Find the word "adding" in the data below and copy each line that holds it.
----------------------------------------
PR #496, opened 2025-03-21
Include team attributes to Langfuse trace to enable querying traces

### LINKED ISSUE #515: Calculate the amount of LLM API usage by user attributes
## Task description

Add user attribute metadata to Langfuse traces for tracking LLM API usage by user segments

## Background

We need better visibility into our LLM API usage patterns across different user segments and subscription tiers. By adding appropriate user attribute metadata to our Langfuse traces, we can analyze API consumption based on user types (internal vs. customer) and subscription plans (Free vs. Pro).

Rindrics:
## Summary

Add team attributes （`isProPlan` or `isInternalTeam`） to Langfuse traces to enable to resolve #515

## Related Issue

- https://github.com/giselles-ai/giselle/issues/515

## Changes

- injected team attributes using functionality introduced by https://github.com/giselles-ai/giselle/pull/503

## Testing

confirmed on preview env ✅ 
image

### DIFF
--- a/apps/studio.giselles.ai/app/workspaces/[workspaceId]/layout.tsx
+++ b/apps/studio.giselles.ai/app/workspaces/[workspaceId]/layout.tsx
@@ -40,7 +40,7 @@ export default async function Layout({
 			telemetry={{
 				metadata: {
 					isProPlan: isProPlan(currentTeam),
-					isInternalTeam: isInternalTeam(currentTeam),
+					teamType: currentTeam.type,
 				},
 			}}
 		>
--- a/apps/studio.giselles.ai/app/workspaces/[workspaceId]/layout.tsx
+++ b/apps/studio.giselles.ai/app/workspaces/[workspaceId]/layout.tsx
@@ -1,7 +1,7 @@
 import { db } from "@/drizzle";
 import { getGitHubIntegrationState } from "@/packages/lib/github";
 import { getUsageLimitsForTeam } from "@/packages/lib/usage-limits";
-import { fetchCurrentTeam } from "@/services/teams";
+import { fetchCurrentTeam, isProPlan, isInternalTeam } from "@/services/teams";
 import { WorkspaceId } from "@giselle-sdk/data-type";
 import { WorkspaceProvider } from "giselle-sdk/react";
 import { notFound } from "next/navigation";
@@ -41,6 +41,8 @@ export default async function Layout({
 			telemetry={{
 				metadata: {
 					example: "metadata",
+					isProPlan: isProPlan(currentTeam),
+					isInternalTeam: isInternalTeam(currentTeam),
 				},
 			}}
 		>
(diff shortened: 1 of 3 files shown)


apps/studio.giselles.ai/app/workspaces/[workspaceId]/layout.tsx
```diff
@@ -37,10 +37,10 @@ export default async function Layout({
 				github: gitHubIntegrationState,
 			}}
 			usageLimits={usageLimits}
-			// following settings is test. We'll replace for production.
 			telemetry={{
 				metadata: {
-					example: "metadata",
+					isProPlan: isProPlan(currentTeam),
```
Comment (shige) [inline apps/studio.giselles.ai/app/workspaces/[workspaceId]/layout.tsx:42]:
```suggestion
					teamType: currentTeam.type,
```

Comment (shige) [reply apps/studio.giselles.ai/app/workspaces/[workspaceId]/layout.tsx:42]: @Rindrics 
Using isXxx could lead to maintenance costs when the number of team types increases.
I was thinking that we might be able to distinguish them more simply like this—what do you think?

Comment (rindrics) [reply apps/studio.giselles.ai/app/workspaces/[workspaceId]/layout.tsx:42]: Thanks, your suggestion seems reasonable @shige 

The name "internal" is laced with the rule "to treat the team as 'internal' or not", which has nothing to do with the application.

Maybe we should have this rule on the business analysis platform.

The same can be said for the field `isProPlan`.

Comment (rindrics) [reply apps/studio.giselles.ai/app/workspaces/[workspaceId]/layout.tsx:42]: > The same can be said for the field isProPlan.

but at this point we don't have schema for name of the plan itself
```typescript
export function isProPlan(team: CurrentTeam) {
    return team.activeSubscriptionId != null || team.type === "internal";
}
```

considering this, adding `isProPlan` for telemetry is reasonable in practical point of view.

apps/studio.giselles.ai/app/workspaces/[workspaceId]/layout.tsx
```diff
@@ -37,10 +37,10 @@ export default async function Layout({
...
+					isInternalTeam: isInternalTeam(currentTeam),
```
Comment (shige) [inline apps/studio.giselles.ai/app/workspaces/[workspaceId]/layout.tsx]:
```suggestion
					teamType: currentTeam.type,
```

Comment (shige) [reply apps/studio.giselles.ai/app/workspaces/[workspaceId]/layout.tsx]: @Rindrics https://github.com/giselles-ai/giselle/pull/496/files#r2011207714
You're right. The part where I commented the suggested change was actually incorrect.
Currently, the plans are only Free and Pro, so keeping it as a boolean might be fine.

That said, I thought that instead of using a boolean, simply having team.type would make the code more adaptable to future changes.

toyamarinyon (approved):

shige (approved):
Thank you! 👍 

image

rindrics:
thank you for your reviews!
----------------------------------------
WRITTEN REPLY:
We need better visibility into our LLM API usage patterns across different user segments and subscription tiers. By adding appropriate user attribute metadata to our Langfuse traces, we can analyze API consumption based on user types (internal vs. customer) and subscription plans (Free vs. Pro).
considering this, adding `isProPlan` for telemetry is reasonable in practical point of view.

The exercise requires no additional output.